# Covering vents in vivarium



## Elly66 (Feb 27, 2021)

I'm still struggling to keep a decent humidity in my Royal's new vivarium. It's 63in x 31.5in x 36in and has 4 vents. I'm considering covering 2 of the vents. Wondering on people's thoughts on this and what's best to use? I've already added bark to the substrate. 

Overall humidity is barely in the 50's when sprayed twice a day. I purchased 2 new monitors and have one in the hot end and one in the cooler end. Fluffy does have a large moss box, which they use, but I know it's important overall humidity is increased.

I've even considered moving Fluffy back to the 3ft x 2ft x 2ft vivarium where humidity was never an issue. Be sad to do that as Fluffy is making a lot of use of the space ( I'm now thinking of saving up and getting a bigger viv for my corn snake, it's been an eye opener seeing the behaviour difference in my Royal).


----------



## LiasisUK (Sep 30, 2019)

You just need to change the substrate to a more moisture retentive one, such as coir, coco, orchid bark or a mixture of.


----------



## Malc (Oct 27, 2009)

You could experiment to see if that works, or as stated above, change the substrate. Whats the humidity level like in your house? If the house is "dry" then to some extent so will be the air in the viv as it circulates.


----------



## Elly66 (Feb 27, 2021)

LiasisUK said:


> You just need to change the substrate to a more moisture retentive one, such as coir, coc, orchid bark or a mixture of.

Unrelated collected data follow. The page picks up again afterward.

PR #9105, opened 2026-07-22
refactor: v3.0 toolkit cleanup - standardize all 126 toolkits

Mustafa-Esoofally:
## Summary

v3.0 toolkit cleanup - standardizes patterns across 126 toolkits for the 3.0 release.

### Breaking Changes
- Remove `enable_` prefix from all toolkit parameters (`search=True` not `enable_search=True`)
- Rename tool methods with toolkit prefix for LLM disambiguation (`send_message` → `send_slack_message`)
- Change destructive operations to opt-in by default
- Remove: GoogleMapTools (use GoogleMapsTools), NebiusTools, DalleTools (use OpenAITools)
- Deprecate: LocalFileSystemTools (use FileTools)

### Key Changes
- **`to_json_str` utility** - Safe JSON serialization for pydantic, datetime, enums (`agno.utils.serialize`)
- **OpenAITools moved** to `agno.tools.models.openai` with backwards compat re-export
- **DatabaseContextProvider fixed** - All SQLTools now include `run_sql_query=True`
- **YouTube proxy support** - New `proxy` param for IP ban workarounds (1.x API compatible)
- **mem0 params restored** - `org_id`, `project_id` with env var fallbacks

### Resolved from Yash's Punch List (PR A)

| Item | Status |
|------|--------|
| linkup `model_dump()` | ✅ Fixed via `to_json_str` |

Fluffy is already showing they're not keen on the added orchid bark we mixed into the aubiose. Limited movement since we added it.


----------



## Elly66 (Feb 27, 2021)

Malc said:


> You could experiment to see if that works, or as stated above, change the substrate. Whats the humidity level like in your house? If the house is "dry" then to some extent so will be the air in the viv as it circulates.


That's the odd thing, we struggle with high humidity in the house. In the hallway and it's adjoining bedrooms, we often have to run an industrial sized dehumidifier. The viv is in a snug off the living room and humidity is generally over 60%.

Fluffy isn't keen on the orchid bark we've mixed in with the aubiose and has had a lot of changes recently. Maybe there's something with a texture closer to aubiose? 

Hubby is going to cut me some more apple branches to put in. Have gone back to having two bowls.


----------



## Malc (Oct 27, 2009)

I'm using Aubious and can't say I've had issues, other than since switching to mats whilst for the most the royals have shed complete, it's been in bits rather than all in one. Totally opposite to what we've read that CHEs dry out the air and cause shedding problems. I've always sprayed water once a day post blue phase when running the CHEs but haven't done so whilst on mats.

One thing I did notice when testing various substrates was if you follow the instructions that come with all coconut husk products you'll end up with mould forming in a wooden viv as the water concentration is far too much.


----------



## LiasisUK (Sep 30, 2019)

Use coir then. I guarantee switching up the substrate will increase substrate. Though it is also worth noting that 50% is perfectly suitable humidity for a Royal. 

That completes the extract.